Trading currencies means buying one country's currency while simultaneously selling another country's currency. Every currency trade therefore involves two currencies. The usual size of a currency pair is 100,000 units, known as a "standard lot."

In most cases, beginner traders do not want to stomach the risk that comes with the exposure of a standard lot. As a result, most online forex brokers offer the ability to trade mini lots, which are 10,000 units of the currency rather than 100,000. For a new trader, these mini lots can be an especially effective tool for learning to trade forex. (For background reading, see Getting Started In Forex.)

What is a Pip?
Before one can fully understand the benefits of a mini lot, it is important to review the concept of a pip. A pip is the smallest increment that a currency pair can move. For most currency pairs, a pip is a change in the fourth decimal place of the currency quote. For example, if EUR/USD is quoted at 1.5567 and it moves to 1.5568, it has increased by 1 pip. The value of 1 pip is calculated by the size of the lot that is traded. So, if you buy a standard lot of 100,000 EUR/USD at 1.5567 and it goes to 1.5568, a 1-pip move, then the value of your trade has increased by \$10 (or 100,000 x 0.0001). (For more on this, see What is the value of one pip and why are they different between currency pairs?)

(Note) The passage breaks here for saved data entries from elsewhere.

PR #1027, opened 2025-03-27
[MRG] doc: draft v0.4 release notes, add missing api

asoplata:
As promised before, here are additions to the what's new page with proper, user-friendly release notes, in addition to updating all the PRs merged so far.

This is just a draft of course, and I am interested in if anyone else has writing changes they want to make, or especially if I left out describing some new feature that is included.

PR #1028, opened 2025-03-29
[WIP]: update testing files to use local assets

Freedisch:
Fix issue #936 
- Add downloaded files into the assets folders
- Updates testing files to use them


Freedisch:
Oh I see why the test CIs are falling it's because the downloaded `dpl.txt` has been added to `.gitignore` (I didn't noticed)

Freedisch:
So, since the `dpl.txt` seems to be a big file, and is currently added to .gitignore, I have reverted the `test_parallel_backends.py ` testing file

ntolley:
Ah it's a good point that `dpl.txt` takes up a lot of space!

@asoplata what do you think of saving a binarized format like `.npy` or `.hdf5`?

asoplata:
Re: `txt` files specifically, we may want to exclude them from the work in this PR for now, since it's not clear what data format we may want them to eventually take (see https://github.com/jonescompneurolab/hnn-core/pull/1027#issuecomment-2766506145 ). For example, if we eventually (this year?) plan on phasing out `txt` read/write support, then we may not want to include the files in `assets` (slightly contradicting what I wrote in #936)

PR #1030, opened 2025-03-31
[MRG] fix: expand custom x-axis to psd layer plots

### LINKED ISSUE #1023: GUI: Bug: `PSD layer` x-axes limits are set by simulation time, not frequencies
There is currently a bug with the GUI's `PSD Layers` plot template, which is probably due to this template inheriting code from the `Dipole Layers` template. The minimum and maximum of the x-axes shown in the layer-specific, but not aggregate, PSDs of the plot appear to be derived from the simulation time parameters, NOT the frequency ranges as they should. Here are two examples of simulations where the `PSD Layers` plot is shown, and the only difference between them were simulation name and the length of simulation time. It is pretty obvious that x-axis maximum is set to, and changes similarly to, the `tstop`:

Image

second example:

Image

asoplata:
Resolves #1023 , fixing the PSD layer GUI plots' x-axes.

### DIFF
--- a/hnn_core/gui/_viz_manager.py
+++ b/hnn_core/gui/_viz_manager.py
@@ -442,8 +442,14 @@ def _update_ax(fig, ax, single_simulation, sim_name, plot_type, plot_config):
                 io_buf.close()
                 _ = ax.imshow(img_arr)
 
-    # set up alignment
-    if plot_type not in ['network', 'PSD']:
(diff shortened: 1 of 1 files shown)


dylansdaniels:
Tested on my end - works with the PSD layers template, blank figs, axes updates. I see no issues

PR #1034, opened 2025-04-01
maint: patch: v0.4

asoplata:
This is an emergency patch due to several issues that our tests did not catch. This will become the new v0.4 release commit.

This commit does two things:
1. Reverts `BatchSimulate` from a top-level import to how it was imported previously, which now requires manual import, as shown in its example. I've added relevant instructions in the example that indicates it requires some extra dependencies to function.
2. Adds a line in `setup.py` which is required for `setup.py` use (but not `pyproject.toml`) that indicates to the relevant Python Packaging repository that the README is in markdown format. I've also be re-writing the "How to make a release" guide a bunch, including reversing the order of instructings for `twine` uploading vs testing the distributable.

If we did the exact same calculation using a mini lot, then we would multiply the 1 pip by the size of a 10,000 mini lot instead of the usual 100,000 lot. So 10,000 x 0.0001 = \$1. When you trade a standard lot, the value of the pip is \$10, but when trading a mini lot the value of a pip is \$1. This is true when the U.S. dollar is the second, or quoted, currency in the pair. (For more, see Common Questions About Currency Trading.)

Base Currency Vs. Quote Currency
One other piece of information to remember is that a currency pair is comprised of a base currency, which is the first currency listed in the pair, and the quote currency, which is the second currency listed in the pair. In the case of the EUR/USD, the euro is the base currency and the dollar is the quote currency.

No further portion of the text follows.